PR #71, opened 2025-02-12
Concurrent load generation option is implemented

parfeniukink:
### Summary

- `--rate-type concurrent` is implemented as an additional Profile Generation mode.
    - if `--rate-type` is concurrent you must set the `--rate` which belongs to the number of concurrent workers that will be started to simulate multiple users working with the system.


### Detailed

- You can find the `consistent` type of Load Generation, which differs from the rest of the generation modes since the `consistent` does not use times to simulate delays. All the requests go one by one within a single asynchronous task.


### Example of usage

```sh
$ guidellm --target http://localhost:8080/v1 --model Phi-3-mini-4k-instruct-q4.gguf --data 'prompt_tokens=128,generated_tokens=128' --data-type emulated --tokenizer "hf-internal-testing/llama-tokenizer" --max-requests 2 --rate-type concurrent --rate 2

╭─ Benchmarks ──────────────────────────────────────────────────────────────────────────────────────────────────────────────────────────────────────────────────────────────────────────────────────────────────╮
│ [10:43:43]   100% consistent   (0.13 req/sec avg)                                                                                                                                                             │
╰───────────────────────────────────────────────────────────────────────────────────────────────────────────────────────────────────────────────────────────────────────────────────────────────────────────────╯
  Generating report... ━━━━━━━━━━━━━━━━━━━━━━━━━━━━━━━━━━━━━━━━━━━━━━━━━━━━━━━━━━━━━━━━━━━━━━━━━━━━━━━━━━━━━━━━━━━━━━━━━━━━━━━━━━━━━━━━━━━━━━━━━━━━━━━━━━━━━━━━━━━━━━━━━━━━━━━━━━━━━━ (1/1) [ 0:00:29 < 0:00:00 ]
╭─ GuideLLM Benchmarks Report (stdout) ─────────────────────────────────────────────────────────────────────────────────────────────────────────────────────────────────────────────────────────────────────────╮
│ ╭─ Benchmark Report 1 ──────────────────────────────────────────────────────────────────────────────────────────────────────────────────────────────────────────────────────────────────────────────────────╮ │
│ │ Backend(type=openai_server, target=http://localhost:8080/v1, model=Phi-3-mini-4k-instruct-q4.gguf)                                                                                                        │ │
│ │ Data(type=emulated, source=prompt_tokens=128,generated_tokens=128, tokenizer=hf-internal-testing/llama-tokenizer)                                                                                         │ │
│ │ Rate(type=concurrent, rate=(2.0,))                                                                                                                                                                        │ │
│ │ Limits(max_number=2 requests, max_duration=120 sec)                                                                                                                                                       │ │
│ │                                                                                                                                                                                                           │ │
│ │                                                                                                                                                                                                           │ │
│ │ Requests Data by Benchmark                                                                                                                                                                                │ │
│ │ ┏━━━━━━━━━━━━━━━━━━━━━━━━━━━┳━━━━━━━━━━━━━━━━━━━━┳━━━━━━━━━━━━━━━━┳━━━━━━━━━━━┳━━━━━━━━━━━━┳━━━━━━━━━━┓                                                                                                   │ │
│ │ ┃ Benchmark                 ┃ Requests Completed ┃ Request Failed ┃ Duration  ┃ Start Time ┃ End Time ┃                                                                                                   │ │
│ │ ┡━━━━━━━━━━━━━━━━━━━━━━━━━━━╇━━━━━━━━━━━━━━━━━━━━╇━━━━━━━━━━━━━━━━╇━━━━━━━━━━━╇━━━━━━━━━━━━╇━━━━━━━━━━┩                                                                                                   │ │
│ │ │ asynchronous@2.00 req/sec │ 4/4                │ 0/4            │ 29.74 sec │ 10:43:43   │ 10:44:12 │                                                                                                   │ │
│ │ └───────────────────────────┴────────────────────┴────────────────┴───────────┴────────────┴──────────┘                                                                                                   │ │
│ │                                                                                                                                                                                                           │ │
│ │ Tokens Data by Benchmark                                                                                                                                                                                  │ │
│ │ ┏━━━━━━━━━━━━━━━━━━━━━━━━━━━┳━━━━━━━━┳━━━━━━━━━━━━━━━━━━━━━━━━━━━━━━━━━━━┳━━━━━━━━┳━━━━━━━━━━━━━━━━━━━━━━━━━━━━━━━━━━━┓                                                                                   │ │
│ │ ┃ Benchmark                 ┃ Prompt ┃ Prompt (1%, 5%, 50%, 95%, 99%)    ┃ Output ┃ Output (1%, 5%, 50%, 95%, 99%)    ┃                                                                                   │ │
│ │ ┡━━━━━━━━━━━━━━━━━━━━━━━━━━━╇━━━━━━━━╇━━━━━━━━━━━━━━━━━━━━━━━━━━━━━━━━━━━╇━━━━━━━━╇━━━━━━━━━━━━━━━━━━━━━━━━━━━━━━━━━━━┩                                                                                   │ │
│ │ │ asynchronous@2.00 req/sec │ 128.00 │ 128.0, 128.0, 128.0, 128.0, 128.0 │ 128.00 │ 128.0, 128.0, 128.0, 128.0, 128.0 │                                                                                   │ │
│ │ └───────────────────────────┴────────┴───────────────────────────────────┴────────┴───────────────────────────────────┘                                                                                   │ │
│ │                                                                                                                                                                                                           │ │
│ │ Performance Stats by Benchmark                                                                                                                                                                            │ │
│ │ ┏━━━━━━━━━━━━━━━━━━━━━━━━━━━┳━━━━━━━━━━━━━━━━━━━━━━━━━━━━━━━━━━━━━━━━━━━━━━━━━━━━━━━━┳━━━━━━━━━━━━━━━━━━━━━━━━━━━━━━━━━━━━━━━━━━━━━━━━━━━━━━━━━┳━━━━━━━━━━━━━━━━━━━━━━━━━━━━━━━━━━━━━━━━━━━━━━━━━━━━━━━━┓ │ │
│ │ ┃                           ┃ Request Latency [1%, 5%, 10%, 50%, 90%, 95%, 99%]      ┃ Time to First Token [1%, 5%, 10%, 50%, 90%, 95%, 99%]   ┃ Inter Token Latency [1%, 5%, 10%, 50%, 90% 95%, 99%]   ┃ │ │
│ │ ┃ Benchmark                 ┃ (sec)                                                  ┃ (ms)                                                    ┃ (ms)                                                   ┃ │ │
│ │ ┡━━━━━━━━━━━━━━━━━━━━━━━━━━━╇━━━━━━━━━━━━━━━━━━━━━━━━━━━━━━━━━━━━━━━━━━━━━━━━━━━━━━━━╇━━━━━━━━━━━━━━━━━━━━━━━━━━━━━━━━━━━━━━━━━━━━━━━━━━━━━━━━━╇━━━━━━━━━━━━━━━━━━━━━━━━━━━━━━━━━━━━━━━━━━━━━━━━━━━━━━━━┩ │ │
│ │ │ asynchronous@2.00 req/sec │ 7.91, 8.79, 9.89, 18.70, 27.52, 28.62, 29.51           │ 1146.2, 2053.7, 3188.0, 12159.8, 20962.7, 22060.9,      │ 48.2, 49.1, 49.7, 51.3, 54.8, 57.3, 66.9               │ │ │
│ │ │                           │                                                        │ 22939.4                                                 │                                                        │ │ │
│ │ └───────────────────────────┴────────────────────────────────────────────────────────┴─────────────────────────────────────────────────────────┴────────────────────────────────────────────────────────┘ │ │
│ │                                                                                                                                                                                                           │ │
│ │ Performance Summary by Benchmark                                                                                                                                                                          │ │
│ │ ┏━━━━━━━━━━━━━━━━━━━━━━━━━━━┳━━━━━━━━━━━━━━━━━━━━━┳━━━━━━━━━━━━━━━━━┳━━━━━━━━━━━━━━━━━━━━━┳━━━━━━━━━━━━━━━━━━━━━┳━━━━━━━━━━━━━━━━━━━━━━━━━┓                                                               │ │
│ │ ┃ Benchmark                 ┃ Requests per Second ┃ Request Latency ┃ Time to First Token ┃ Inter Token Latency ┃ Output Token Throughput ┃                                                               │ │
│ │ ┡━━━━━━━━━━━━━━━━━━━━━━━━━━━╇━━━━━━━━━━━━━━━━━━━━━╇━━━━━━━━━━━━━━━━━╇━━━━━━━━━━━━━━━━━━━━━╇━━━━━━━━━━━━━━━━━━━━━╇━━━━━━━━━━━━━━━━━━━━━━━━━┩                                                               │ │
│ │ │ asynchronous@2.00 req/sec │ 0.13 req/sec        │ 18.71 sec       │ 12099.47 ms         │ 52.00 ms            │ 17.22 tokens/sec        │                                                               │ │
│ │ └───────────────────────────┴─────────────────────┴─────────────────┴─────────────────────┴─────────────────────┴─────────────────────────┘                                                               │ │
│ ╰───────────────────────────────────────────────────────────────────────────────────────────────────────────────────────────────────────────────────────────────────────────────────────────────────────────╯ │
╰───────────────────────────────────────────────────────────────────────────────────────────────────────────────────────────────────────────────────────────────────────────────────────────────────────────────╯

```

### DIFF
--- a/src/guidellm/executor/profile_generator.py
+++ b/src/guidellm/executor/profile_generator.py
@@ -17,7 +17,12 @@ __all__ = [
 ]
 
 ProfileGenerationMode = Literal[
-    "sweep", "synchronous", "throughput", "constant", "poisson"
+    "sweep",
+    "synchronous",
+    "throughput",
+    "constant",
+    "poisson",
+    "concurrent",
 ]
 
 
@@ -61,7 +66,7 @@ class ProfileGenerator:
             logger.error(err)
             raise err
 
-        self._mode = mode
+        self._mode: ProfileGenerationMode = mode
 
         if self._mode in ("sweep", "throughput", "synchronous"):
             if rate is not None:
@@ -135,7 +140,7 @@ class ProfileGenerator:
         return self._generated_count
 
     @property
-    def profile_generation_modes(self) -> Sequence[ProfileGenerationMode]:
+    def profile_generation_modes(self) -> List[ProfileGenerationMode]:
         """
         Return the list of profile modes to be run in the report.
 
@@ -147,7 +152,8 @@ class ProfileGenerator:
                 settings.num_sweep_profiles
             )
 
-        if self._mode in ["throughput", "synchronous"]:
+        # WIP: think about moving this concurrent above
+        if self._mode in ["throughput", "synchronous", "concurrent"]:
             return [self._mode]
 
         if self._rates is None:
@@ -155,6 +161,13 @@ class ProfileGenerator:
 
         if self._mode in ["constant", "poisson"]:
             return [self._mode] * len(self._rates)
+
+        # WIP
+        # if self._mode in ["concurrent"]:
+        #     if self._rates is None:
+        #         raise ValueError("rate ")
+
+        #     return [self._mode] * int(self._rates[0])
 
         raise ValueError(f"Invalid mode: {self._mode}")
 
@@ -173,13 +186,13 @@ class ProfileGenerator:
             current_report,
         )
 
-        if self.mode in ["constant", "poisson"]:
+        if self.mode in ("constant", "poisson", "concurrent"):
             if not self.rates:
                 err = ValueError(f"Rates are required for {self.mode} mode")
                 logger.error(err)
                 raise err
 
-            profile = self.create_fixed_rate_profile(
+            profile: Optional[Profile] = self.create_fixed_rate_profile(
                 self.generated_count,
                 self.mode,
                 self.rates,
@@ -229,9 +242,11 @@ class ProfileGenerator:
         :return: The generated profile or None if index is out of range.
         :rtype: Optional[Profile]
         """
+
         modes_map: Dict[str, LoadGenerationMode] = {
             "constant": "constant",
             "poisson": "poisson",
+            "concurrent": "consistent",
         }
 
         if mode not in modes_map:
--- a/src/guidellm/executor/profile_generator.py
+++ b/src/guidellm/executor/profile_generator.py
@@ -162,13 +162,6 @@ class ProfileGenerator:
         if self._mode in ["constant", "poisson"]:
             return [self._mode] * len(self._rates)
 
-        # WIP
-        # if self._mode in ["concurrent"]:
-        #     if self._rates is None:
-        #         raise ValueError("rate ")
-
-        #     return [self._mode] * int(self._rates[0])
-
         raise ValueError(f"Invalid mode: {self._mode}")
 
     def next(self, current_report: TextGenerationBenchmarkReport) -> Optional[Profile]:
--- a/src/guidellm/scheduler/base.py
+++ b/src/guidellm/scheduler/base.py
@@ -316,7 +316,8 @@ class Scheduler:
         if self.mode == "consistent":
             if self.rate is None:
                 raise ValueError(
-                    "The rate must be specified in order to provide concurrent execution"
+                    "The `rate` must be specified in order to provide "
+                    "the concurrent execution"
                 )
             for index, request in enumerate(self.generator):
                 while (index + 1 - completed) >= settings.max_concurrency:
--- a/src/guidellm/scheduler/base.py
+++ b/src/guidellm/scheduler/base.py
@@ -114,12 +114,12 @@ class Scheduler:
             logger.error(err)
             raise err
 
-        self._generator = generator
-        self._worker = worker
-        self._mode = mode
-        self._rate = rate
-        self._max_number = max_number
-        self._max_duration = max_duration
+        self._generator: RequestGenerator = generator
+        self._worker: Backend = worker
+        self._mode: LoadGenerationMode = mode
+        self._rate: Optional[float] = rate
+        self._max_number: Optional[int] = max_number
+        self._max_duration: Optional[float] = max_duration
 
         self._load_generator = LoadGenerator(mode, rate)
 
@@ -227,9 +227,7 @@ class Scheduler:
         count_total = (
             self.max_number
             if self.max_number
-            else round(self.max_duration)
-            if self.max_duration
-            else 0
+            else round(self.max_duration) if self.max_duration else 0
         )
 
         # yield initial result for progress tracking
@@ -246,9 +244,7 @@ class Scheduler:
             count_completed = (
                 min(run_count, self.max_number)
                 if self.max_number
-                else round(time.time() - start_time)
-                if self.max_duration
-                else 0
+                else round(time.time() - start_time) if self.max_duration else 0
             )
 
             yield SchedulerResult(
@@ -267,9 +263,7 @@ class Scheduler:
             count_completed=(
                 benchmark.request_count + benchmark.error_count
                 if self.max_number
-                else round(time.time() - start_time)
-                if self.max_duration
-                else 0
+                else round(time.time() - start_time) if self.max_duration else 0
             ),
             benchmark=benchmark,
         )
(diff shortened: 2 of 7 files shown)


sjmonson:
I'm having trouble with this PR, it seems to hang after the first request. Tried with:

```bash
guidellm --target http://localhost:8000/v1 \
         --model ibm-granite/granite-3.1-2b-instruct \
         --data-type emulated --data "prompt_tokens=128,generated_tokens=128" \
         --rate-type concurrent --rate 256 --max-seconds 20
```

src/guidellm/scheduler/base.py
```diff
@@ -298,42 +294,81 @@ async def _run_sync(
...
-
-            def _completed(_task: asyncio.Task) -> None:
-                nonlocal completed
-                completed += 1
-                _res = _task.result()
-
-                if _res:
-                    benchmark.request_completed(_res)
-                    logger.debug("Request completed: {}", _res)
+        if self.mode == "consistent":
```
markurtz, line 316: Given the longer if else here and specific logic for handling, I think it would make sense to break it out into its own function to handle the fixed concurrent request values rather than merging here if we go this route

src/guidellm/scheduler/base.py
```diff
@@ -298,42 +294,81 @@ async def _run_sync(
...
+            if self.rate is None:
+                raise ValueError(
+                    "The `rate` must be specified in order to provide "
+                    "the concurrent execution"
+                )
+            for index, request in enumerate(self.generator):
+                while (index + 1 - completed) >= settings.max_concurrency:
```
markurtz, line 323: Shouldn't we ignore the max_concurrency setting in this case / raise an error if the concurrent requests number is smaller than the rate type we need to run at? 

Additionally, our check should be on the rate here and we would only allow a new request if we're below our rate or have passed our time / request count restrictions, right?

src/guidellm/scheduler/base.py
```diff
@@ -298,42 +294,81 @@ async def _run_sync(
...
+                if index >= max_number or time.time() >= end_time:
+                    break
+
+                logger.debug(f"Running concurrently request={request}")
+
+                benchmark.request_started()
+
+                # Create multiple concurrent tasks
+                tasks: list[asyncio.Task] = []
+                for _ in range(int(self.rate)):
```
markurtz, line 335: I'm not following how this is going to keep the concurrent request count fixed. Due to the outer loop, this would always just max out around max concurrency. I say around, because this inner for loop enables it to go above the max concurrency by appending N=rate new requests before checking max concurrency again

src/guidellm/executor/profile_generator.py
```diff
@@ -229,9 +235,11 @@ def create_fixed_rate_profile(
         :return: The generated profile or None if index is out of range.
         :rtype: Optional[Profile]
         """
+
         modes_map: Dict[str, LoadGenerationMode] = {
             "constant": "constant",
             "poisson": "poisson",
+            "concurrent": "consistent",
```
markurtz, line 242: any rationale for remapping this to consistent rather than keeping it as concurrent through the entire codebase?

markurtz (changes requested):
@parfeniukink I'm not following how this will satisfy the goal of given a request or time limit, keep a consistent number of concurrent requests open at the targeted number. Currently, it looks like it will max out at max_concurrency from settings plus the rate passed in due to the inner and outer loop. 

I think a simple implementation in here would be a new function for _run_concurrent which keeps the number of requests open equal to the rate passed in within the scheduler and should raise an exception if that rate is greater than the settings max concurrency.

A more complicated implementation would be to figure out how to pass either max concurrency from the load generator or have load generator aware of how many requests have been completed and then enable a new iteration once ones have completed.

src/guidellm/executor/profile_generator.py
parfeniukink: ### TLDR:
Makes sense. Will change it to `concurrent`

### Detailed
Well, I would say that `consistent` is related to the `LoadGenerationMode`, which differs from the `ProfileGenerationMode`, which includes the `concurrent` mode.
This LoadGeneration will produce a new request immediately, so I called this `consistent`. Like we produce consistent load generation.

src/guidellm/scheduler/base.py
parfeniukink: got it

rgreenberg1:
#96  this refactor gives us concurrent support.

* * *

▶ [How to complete this task]
Scan the entries for lines with the word "emulated". The number of such lines is the whole answer.

▶ [The completed task]
3